The four original kovers that Medge actually had:

klaret (red)
koal (black)
karamel (saddle)
kream (cream)

Then we got kreative:

kiwi (light green)
kelly (bright green)
kamoflage
kassis (purple)
kurrant (very dark purple)
kabernet (very dark red/purple)
kantalope (orange)
kloud (white)


We had some patterns:

kurrency (international money pattern)
kow (black and white spots)
kaleidoscope (fireworks)


We had the animal collection:

katmandu (leopard spots or maybe tiger stripes?)
kougar

Anyone else remember some of the others?

L


----------



## KBoards Admin (Nov 27, 2007)

Oh wow! I didn't realize that about Amazon's boards. I guess it's meant for drop-by, on the fly discussions. 

Everything we post here is carved in granite.


----------



## Linda Cannon-Mott (Oct 28, 2008)

Oops BJ, you better be careful, carved in granite!  

Linda


----------



## Gables Girl (Oct 28, 2008)

I remember that.

Kobalt - Dark Blue
Kumquat - Orange
Kornflower - Light Blue

I'll see if I remember more.


----------



## Gables Girl (Oct 28, 2008)

I found part of it!  Here they are:

Klaret (deep red)
Koncord (lighter purple)
Kurrant (deeper purple)
Kassis (very deep purple)
Krimson (brighter red)
Kocoa (brown)
Karamel (saddle brown)
Kamel (taupe brown)
Koal (black)
Kelly (green)
Kamouflage (olive green)
Kiwi (bright green)
Kream (off white)
Kloud (pure white)
Kantaloupe (orange)
Kornflower (light blue)
Kobalt (deep blue)
Koin (silver metallic)
Kopper (copper metallic)
Kroesus (gold metallic)
Kiss (hot pink)
Kornsilk (yellow)
Koala (grey) - also for inner lining of all covers
Kucumber (hunter green)
Kokonut - (creamy white)

Krystal Kollection (jeweled):
Karat Krystal (diamond)
Klaret Krystal (ruby)
Kobalt Krystal (sapphire)
Koal Krystal (onyx)
Kelly Krystal (emerald)

Kipling Kollection:
Kenya (zebra print)
Kat (tiger stripes)
Karnivore (leopard print)
Kathmandu (tiger print)

Kollage Kollection:
Kurrency (world money print)
Kaleidoscope (rainbow swirl print)
Kow (black & white cow print)
Kandy Kane (red & white stripes)
Kracker (fireworks)
Konstitution (red, white, & blue stars & stripes)
Kosmic (suns & moons)
Konstellation (stars on night sky)
Kovert (retro Spy vs.
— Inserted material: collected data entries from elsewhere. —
PR #121, opened 2017-09-09
internedMake: Use a Map instead of Object

glebm:
Using objects as maps is dangerous and leads to hard-to-debug cases.
E.g. consider what happens if someone puts `"hasOwnProperty"` as a key.

Actual `Map`s are also slightly faster in most modern browsers.


vishesh:
Good catch. I believe we made it for symbol, strings but could have been easily misunderstood for others.

PR #124, opened 2017-09-10
Fix TextEncoder/Decoder in browsers

glebm:
Fixes a bug introduced in #115.
`var` got hoisted even if the `if` check failed, resulting in undefined TextEncoder/Decoder.

Also fixes a missing import in box.js.


vishesh:
Thanks!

Spy from MAD)
Kolors (flags of the world)
Kartoon (Komic Kollage)
Klavier (musical notes)
Klover (shamrock print)
Kolumn (newspaper print) 
Khristmas -- xmas tree on Klaret background 
Kids-stick figure kids that supports an educational cause
Kandy-mixed hard kandy
Khocolate-our favorite Kandy bars
Klip Klop-horses
Khips and Kards-poker hands
Krush-dark orange to match my LG phone
Klock-beautiful time pieces


----------



## Leslie (Apr 7, 2008)

Oh Gables, wonderful, you found it! Thanks so much.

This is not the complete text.